There have been a number of obituaries in the media reporting the sad death of Bill Speirs, ex STUC General Secretary, who passed away this week. after a long illness.
This obituary by Malcolm Burns in the Morning Star is the best we have read and pays a fulsome tribute to Bill.
Our condolences go to his wife Pat and his family.
Bill Speirs (1952-2009) Trade union leader, socialist, internationalist
Thursday 24 September 2009
by Malcolm Burns
Bill was a leading figure in Scottish and British politics, where his strategic and tactical abilities were put to good use in fighting the neoliberal onslaught of the Tory years and in helping to deliver and secure the Scottish Parliament.
He was also a staunch internationalist who contributed immensely to many of the great causes of our time, especially the victorious campaign against apartheid in South Africa and the continuing fight to win freedom and justice for the Palestinian people.
Bill grew up in Renfrew and was educated at the John Neilston Institute and then at the University of Strathclyde in Glasgow, where he gained a first-class honours degree in politics.
Everyone who came across Bill, friend and foe, recognised and respected his sharp intellect. Communist Jimmy Milne, who was then STUC general secretary, made a shrewd appointment when hiring the 26-year-old Bill as an assistant secretary in 1978. By that time, Bill had already cut his teeth in student politics and on the Scottish Labour Party left.
In almost three decades at the STUC, Bill rose to become deputy general secretary from 1988 and general secretary from 1998. He was also chairman of the Scottish Labour Party in 1987.
His career spanned the dark Tory years between the defeat of the 1970s Labour government following the failure to deliver devolution and the establishment of the Scottish Parliament in 1999.
That Scotland finally won its parliament is due in no small part to Bill Speirs and his predecessor as STUC general secretary, the redoubtable Campbell Christie.

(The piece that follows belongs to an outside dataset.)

PR #195, opened 2018-04-03
Fix double port number display issue

### LINKED ISSUE #193: pg:copy prints the database port twice
When using `pg:copy` I noticed the output printed the database port two times:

Trade unions are not political parties, but the STUC has played a remarkable role in Scottish political, economic and social life - not only leading industrial struggles, but raising awareness, building broad alliances and seeking democracy and justice both at home and abroad.
The miners' strike, the struggle for the steel and shipbuilding industries, Caterpillar, the fight against the poll tax, opposing nuclear weapons, defending the NHS, the long campaign for a Scottish parliament - some of those campaigns we won, some we lost. But in every case we made an impact and Scotland still retains much which Thatcher sought to destroy. Bill was in the forefront of every campaign. His creativity and energy were always deployed to try to maximise the interests of working people.

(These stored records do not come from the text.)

PR #196, opened 2018-04-17
pass the app name to shogun

coreypurcell:
To allow cross app connection pooling attachments we need the app name.
We were deriving it from the addon's owning app.

### DIFF
--- a/package.json
+++ b/package.json
@@ -1,7 +1,7 @@
 {
   "name": "@heroku-cli/plugin-pg",
   "description": "Heroku CLI plugin to manage Postgres.",
-  "version": "2.9.7",
+  "version": "2.9.6",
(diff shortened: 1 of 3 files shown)


package.json
```diff
@@ -1,7 +1,7 @@
 {
   "name": "@heroku-cli/plugin-pg",
   "description": "Heroku CLI plugin to manage Postgres.",
-  "version": "2.9.6",
+  "version": "2.9.7",
```
msakrejda: This gets bumped separately when we do a release.

msakrejda (changes requested):
The version bump will happen separately on release, but otherwise this looks fine.

coreypurcell:
@uhoh-itsmaciek fixed

msakrejda (approved):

His internationalism was rooted in links of solidarity between working people - with trade unionists in eastern Europe during the cold war, in South Africa and Palestine, Cuba and Chile, in war-torn Bosnia and many more. And he was no tourist. He went to places where people needed STUC solidarity and he sometimes faced danger, even bullets, as a result.
He was to the fore in the massive anti-war protest in February 2003 and also led the Make Poverty History campaign in July 2005, each of which mobilised hundreds of thousands on the streets.

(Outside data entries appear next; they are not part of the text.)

PR #197, opened 2018-04-19
Fix the bug with the attachment name with pg:copy

keiko713:
SOOOO this is confusing. But here is the case:

* there is myapp, with `RED` and `ATTACHED_BLUE`, where `RED`'s billing app is myapp, but `ATTACHED_BLUE` is just an attachment and billing app is myotherapp
* you try to resolve the attachment `ATTACHED_BLUE` with app myapp, it'll success, and will give you something like below format "attachment" object

```
attachment = {
  id: <id of attachment>,
  name: `ATTACHED_BLUE`,
  addon:  {
    id: <id of addon>,
    name: <addon haiku name>,
    app: { id: <id of app>,  name: <billing app name -- so myotherapp> }
  },
  app: { id: <id of app>, name: <attachment attached app name -- so myapp> }
}
```

As you can see, there are two "app" info. When you try to get the config var, it's VERY important to check the config var of "myapp" with `ATTACHED_BLUE`, where we were failing to do so.
This PR fixes it.

### DIFF
--- a/commands/copy.js
+++ b/commands/copy.js
@@ -13,6 +13,7 @@ function * run (context, heroku) {
 
   let resolve = co.wrap(function * (db) {
     if (db.match(/^postgres:\/\//)) {
+      // For the case an input is URL format
       let uri = url.parse(db)
       let dbname = uri.path ? uri.path.slice(1) : ''
       let host = `${uri.hostname}:${uri.port || 5432}`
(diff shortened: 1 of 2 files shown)


keiko713:
(support ticket: https://support.heroku.com/tickets/575823)

msakrejda (approved):
Great find!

Bill also did important work as a member of the Employment Appeals Tribunal and on bodies such as the Scottish Arts Council and 7:84 theatre company.
He retired in 2006, but despite continuing ill health remained an activist in the Labour Party, Scottish Friends of Palestine and in his local community.
He enjoyed joking that on his birthday, March 8, women all over the world celebrated. He made that joke every year. Of course he too celebrated International Women's Day as a strong supporter of equal rights.
Bill loved music. He had a fine voice and lost no opportunity to sing. He would make up songs in celebration of people and events. His version of Catch A Falling Star, complete with actions, is legendary - and especially his adaptation of the words: "Buy a Morning Star and put it in your pocket, read it every single day ... never let it fade away."
Bill read, supported and contributed to the Morning Star. He took the paper every day, promoted it in his working and social life. He saw it as an essential weapon in the fight for the ideas of socialism.
Scotland has produced plenty of fine socialists, communists and trade unionists. None were finer than Bill Speirs. I'd put him in the company of Mick McGahey and John Maclean. Our mutual friend the late Peter Smith, communist, lecturer and editor of the STUC magazine the Scottish Trade Union Review, used to say: "Billy is an outstanding comrade, outstanding." So he was. The working-class movement throughout the world has lost a great fighter and a true friend.
He is survived by his wife Pat Stuart, herself a leading trade unionist, and a daughter and son from his first marriage.